Dataset entries:

PR #2953, opened 2023-06-27
update keywords in textmate syntax

maan2003:
keywords were taken from docs/design/lexical_conventions/words.md

### DIFF
--- a/utils/textmate/Syntaxes/Carbon.plist
+++ b/utils/textmate/Syntaxes/Carbon.plist
@@ -61,7 +61,7 @@ SPDX-License-Identifier: Apache-2.0 WITH LLVM-exception
                 <key>name</key>
                 <string>keyword.other.carbon</string>
                 <key>match</key>
-                <string>\b(abstract|adapt|addr|alias|and|api|as|auto|base|class|constraint|extend|final|fn|forall|friend|impl|impls|import|in|interface|let|library|like|namespace|not|observe|or|override|package|partial|private|protected|require|Self|type|var|virtual|where|_)\b</string>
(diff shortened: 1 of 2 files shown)


utils/textmate/Syntaxes/Carbon.plist
```diff
@@ -54,14 +54,14 @@ SPDX-License-Identifier: Apache-2.0 WITH LLVM-exception
...
                 <key>match</key>
-                <string>\b(break|case|continue|default|else|if|for|match|return|then|while)\b</string>
+                <string>\b(break|case|continue|default|else|if|for|match|return|returned|then|while)\b</string>
             </dict>
             <!-- Rule: other keywords -->
             <dict>
                 <key>name</key>
                 <string>keyword.other.carbon</string>
                 <key>match</key>
-                <string>\b(abstract|addr|alias|and|api|as|auto|base|choice|class|constraint|destructor|extends|external|final|forall|fn|friend|impl|import|interface|let|library|like|namespace|not|observe|or|override|package|partial|private|protected|returned|template|var|virtual|where|while|_)\b</string>
```
zygoloid, line 64: Most of these removed keywords should be added to `words.md` instead of removed here, because they were added to the language by an approved proposal:

- `choice` was added in p0157
- `destructor` was added in p1154
- `returned` was added in p0257
- `template` was added in p0676
-  `while` was added in p0340

I think removing `extends` and `external` here is appropriate.

zygoloid (changes requested):

utils/textmate/Syntaxes/Carbon.plist
maan2003: I have added `choice`, `destructor` , `template` to words.md. 
`returned` and `while` are in control flow keywords.

zygoloid (approved):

§ TASK BRIEF:
Work through the records above and count the lines that hold the string "utils". Please give only that figure.

§ RESPONSE TO THIS TASK:
4